Issue #1013, opened 2023-04-19
Moving `cloud flare:index:RuleSet` from SDK to PF changes type names


iwahbe:
### What happened?

Attempting a [partial migration of cloud flare to pf via the muxer](https://github.com/pulumi/pulumi-cloudflare/pull/382), there were unexpected schema diffs. Investigating showed that the diff was caused by changing `Parameters` to `Parameter`. 

### Expected Behavior

No schema diffs without upstream changes.

### Steps to reproduce

See https://github.com/pulumi/pulumi-cloudflare/pull/382

### Output of `pulumi about`

NA

### Contributing

Vote on this issue by adding a 👍 reaction. 
To contribute a fix for this issue, leave a comment (and link to your pull request, if you've opened one already).

iwahbe:
Blocking https://github.com/pulumi/pulumi-cloudflare/pull/382.

PR #1015, opened 2023-04-20
PF nested field MaxItemsOne

iwahbe:
Fixes https://github.com/pulumi/pulumi-terraform-bridge/issues/1013

### DIFF
--- a/pf/internal/schemashim/block_schema.go
+++ b/pf/internal/schemashim/block_schema.go
@@ -17,7 +17,6 @@ package schemashim
 import (
 	"fmt"
 
-	pfattr "github.com/hashicorp/terraform-plugin-framework/attr"
 	"github.com/hashicorp/terraform-plugin-framework/types"
 	"github.com/hashicorp/terraform-plugin-framework/types/basetypes"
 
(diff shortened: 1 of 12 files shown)


pf/internal/schemashim/block_schema.go
```diff
@@ -70,10 +77,19 @@ func (s *blockSchema) Elem() interface{} {
...
 	switch tt := t.(type) {
 	case types.MapType:
+		if r, ok := retObj(tt.ElemType); ok {
+			return r
+		}
 		schema = newTypeSchema(tt.ElemType, s.block.NestedAttrs())
 	case types.ListType:
+		if r, ok := retObj(tt.ElemType); ok {
+			return r
+		}
```
iwahbe, line 87: This is the change in behavior that fixed the problem.

pkg/tfgen/generate_schema_test.go
```diff
@@ -51,6 +51,15 @@ func TestRegressMiniRandom(t *testing.T) {
...
 }
 
+func TestNestedMaxItemsOne(t *testing.T) {
+	provider := testprovider.ProviderMiniCloudflare()
+	schema, err := GenerateSchema(provider, diag.DefaultSink(io.Discard, io.Discard, diag.FormatOptions{
+		Color: colors.Never,
+	}))
+	assert.NoError(t, err)
+	bridgetesting.AssertEqualsJSONFile(t, "test_data/regress-minicloudflare-schema.json", schema)
+}
```
iwahbe, line 61: This behavior didn't change. I'm just codifying my understanding of the old behavior with a test.

pf/internal/schemashim/block_schema.go
t0yv0: This is great. This is the right fix but I've simplified the function and added some targeted unit tests. There's an additional problem that set-nested blocks were still not working properly.  Consider: https://github.com/pulumi/pulumi-terraform-bridge/pull/1018

t0yv0 (approved):

pkg/tfshim/schema/schema.go
```diff
@@ -168,3 +168,85 @@ func (m SchemaMap) Set(key string, value shim.Schema) {
...
+func FromProvider(p shim.Provider) *Provider {
+	if p == nil {
+		return nil
+	}
+	return &Provider{
+		Schema:         FromSchemaMap(p.Schema()),
+		ResourcesMap:   FromResourceMap(p.ResourcesMap()),
+		DataSourcesMap: FromResourceMap(p.DataSourcesMap()),
+	}
+}
```
iwahbe, line 252: Before I merge, I don't understand where these functions are used. @t0yv0 Can you clarify?

pkg/tfshim/schema/schema.go
```diff
@@ -168,3 +168,85 @@ func (m SchemaMap) Set(key string, value shim.Schema) {
 func (m SchemaMap) Delete(key string) {
 	delete(m, key)
 }
+
+func FromSchema(s shim.Schema) *Schema {
```
t0yv0, line 172: This is not needed. Apologies. Should delete.

PR #1017, opened 2023-04-21
Correctly mux aliases

### LINKED ISSUE #1016: Muxer does not map aliased resources
### What happened?

When computing the mapping for a muxed (hybrid) pf & sdk provider, we don't attribute resources that are aliases back to their originating provider.

### Expected Behavior

Aliasing as called via bridge methods should _just work_™️. If something won't work, it should error during `make tfgen` so it doesn't become end user facing.

### Steps to reproduce

Attempt to serve a hybrid provider with an alias. For example, in pulumi-aws there is code that renames the alb resource with alias:

```

	prov.RenameResourceWithAlias("aws_alb", awsResource(legacyAlbMod, "LoadBalancer"),
		awsResource(albMod, "LoadBalancer"), legacyAlbMod, albMod, &tfbridge.ResourceInfo{
				"load_balancer_type": {Type: awsResource(albMod, "LoadBalancerType")},
				"ip_address_type":    {Type: awsResource(albMod, "IpAddressType")},
			},
			Docs: &tfbridge.DocInfo{Source: "lb.html.markdown"},
		})

```

When using a muxed build of pulumi-aws, schema generation proceeds fine but tests fail with:

```
Resource type 'aws:elasticloadbalancingv2/loadBalancer:LoadBalancer' not found.
```

The error comes from a missing entry in the DispatchTable for this resource.

### Output of `pulumi about`

NA

### Additional context

On bridge version v3.44.3

### Contributing

iwahbe:
Fixes #1016

### DIFF
--- a/pf/internal/muxer/muxer.go
+++ b/pf/internal/muxer/muxer.go
@@ -21,12 +21,14 @@ import (
 
 	"context"
 
+	"github.com/hashicorp/go-multierror"
 	"github.com/hashicorp/terraform-plugin-framework/provider"
 	"github.com/pulumi/pulumi-terraform-bridge/pf/internal/schemashim"
 	"github.com/pulumi/pulumi-terraform-bridge/v3/pkg/tfbridge"
 	shim "github.com/pulumi/pulumi-terraform-bridge/v3/pkg/tfshim"
 	shimSchema "github.com/pulumi/pulumi-terraform-bridge/v3/pkg/tfshim/schema"
 	"github.com/pulumi/pulumi-terraform-bridge/x/muxer"
+	"github.com/pulumi/pulumi/sdk/v3/go/common/tokens"
 	"github.com/pulumi/pulumi/sdk/v3/go/common/util/contract"
 )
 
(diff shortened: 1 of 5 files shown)


pf/internal/muxer/muxer.go
```diff
@@ -119,31 +121,88 @@ func newProviderShim(provider shim.Provider) ProviderShim {
...
+}
+
+// Resolve either resources or datasoruces into their originating providers.
+//
+// A resource/datasource is considered "from" a provider if the provider serves a
+// resource/datasource for the token or if the provider serves a resource that matches the
+// resource inserted into the global map of m. The latter logic is used to handle aliases
+// which are inserted via:
+//
+//	p.P.ResourcesMap().Set(legacyResourceName, p.P.ResourcesMap().Get(resourceName))
```
iwahbe, line 160: This is the explanation for how we are recovering information.

pf/internal/muxer/muxer.go
```diff
@@ -119,31 +121,88 @@ func newProviderShim(provider shim.Provider) ProviderShim {
...
+func resolveDispatchMap[T interface{ GetTok() tokens.Token }](
```
iwahbe, line 161: Cool trick: `type Foo interface { Bar() }` is really just saying `Foo` is a type that resolves to `interface { Bar() }`. Whenever you need to supply a type in Go, you can provider either a type name (`Foo`) or a type value `interface { Bar() }`. Even in generics.

t0yv0 (approved):

t0yv0:
Thank you or this 🚢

----

Check each line of the records for the word "opened" and extract those that contain it.

Issue #1013, opened 2023-04-19
To contribute a fix for this issue, leave a comment (and link to your pull request, if you've opened one already).
PR #1015, opened 2023-04-20
PR #1017, opened 2023-04-21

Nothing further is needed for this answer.